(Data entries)
┌──

PR #2088, opened 2022-09-15
feat: add --enable-persistent-cookies switch

virchau13:
Since cookies default to session-only by default, when starting ungoogled-chromium in kiosk-mode it's impossible to persist cookie state without a lot of hassle with settings files. This PR adds a switch, `--enable-persistent-cookies`, that simply makes cookies persist across sessions.

(For context, I'm trying to display a web app in Chromium kiosk-mode. The problem is that the web app has logins, which due to the cookie setting don't get persisted across multiple sessions, meaning every time the Chromium instance is launched the web app has to be logged into again. This forces me to use normal Chromium, but it would be great if I could use ungoogled-chromium for this usecase.)

### DIFF
--- a/docs/flags.md
+++ b/docs/flags.md
@@ -14,6 +14,7 @@ If a switch requires a value, you must specify it with an `=` sign; e.g. flag `-
   `--disable-beforeunload` | Disables JavaScript dialog boxes triggered by `beforeunload`
   `--disable-grease-tls` | Disables GREASE for TLS. Combined with `--http-accept-header` allows browser to look more like a tor-browser. See https://github.com/ungoogled-software/ungoogled-chromium/issues/783 for more details.
   `--disable-search-engine-collection` | Disable automatic search engine scraping from webpages.
+  `--enable-persistent-cookies` | Enables cookies to be persisted between sessions (by default cookies are session-only.)
   `--extension-mime-request-handling` | Change how extension MIME types (CRX and user scripts) are handled. Acceptable values are `download-as-regular-file` or `always-prompt-for-install`. Leave unset to use normal behavior.
   `--fingerprinting-canvas-image-data-noise` | (Added flag to Bromite feature) Implements fingerprinting deception for Canvas image data retrieved via JS APIs. In the data, at most 10 pixels are slightly modified.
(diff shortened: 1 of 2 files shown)


PF4Public:
Have you tried changing cookie settings to not remove them upon browser restart as one would with a normal Chromium profile?

virchau13:
> Have you tried changing cookie settings to not remove them upon browser restart as one would with a normal Chromium profile?

In order to get this to work with kiosk-mode, the following steps have to be taken:

1. Run Chromium normally with user-data-dir set to some directory
2. Manually(!) navigate to `chrome://settings/cookies` and untick the "Clear cookies and site data when you close all windows" checkbox
3. Close Chromium
4. Every time you want to run kiosk-mode, set user-data-dir to the same directory

The problem with this is that
1. It involves at least 1 manual step (can't be automated). This can technically be circumvented by `--disable-machine-id` and copying over the user-data-dir, but that requires full storage of the user-data-dir even when only 1 setting needs to be changed, and significantly complicates automatic setup
2. It's not reproducible for the same reason

> Have you tried just to omit this iridium patch when building?

This is for an open source project, so I'm trying to make it work with vendored ungoogled-chromium so that the user doesn't have to build all of Chromium.

(Also I just tested this and it doesn't work, so I'm marking it as draft until I fix it)

virchau13:
Okay, I found a better way to do this, so I'm closing this PR.

For anyone who stumbles across this, use the following script to launch Chromium in order to enable persistent cookies with ungoogled-chromium automatically:
```bash
# set this variable accordingly
C_USER_DATA_DIR=~/.cache/chromium-test

if [ ! -d "$C_USER_DATA_DIR/Default" ]; then
    mkdir -p "$C_USER_DATA_DIR"/Default
    echo '{ "profile": { "default_content_setting_values": { "cookies": 1 } } }' > "$C_USER_DATA_DIR"/Default/Preferences
fi

chromium --user-data-dir="$C_USER_DATA_DIR" --kiosk "$@"
```

It turns out that if you just put `{ "profile": { "default_content_setting_values": { "cookies": 1 } } }` into the `Default/Preferences` file in the user-data-dir, Chromium will pick it up when setting up the user-data-dir and make sure that setting is preserved.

└──

■ TASK REQUIREMENTS ■
Go through the entries and copy each line holding the string "them".

■ FINISHED EXERCISE ■
Have you tried changing cookie settings to not remove them upon browser restart as one would with a normal Chromium profile?
> Have you tried changing cookie settings to not remove them upon browser restart as one would with a normal Chromium profile?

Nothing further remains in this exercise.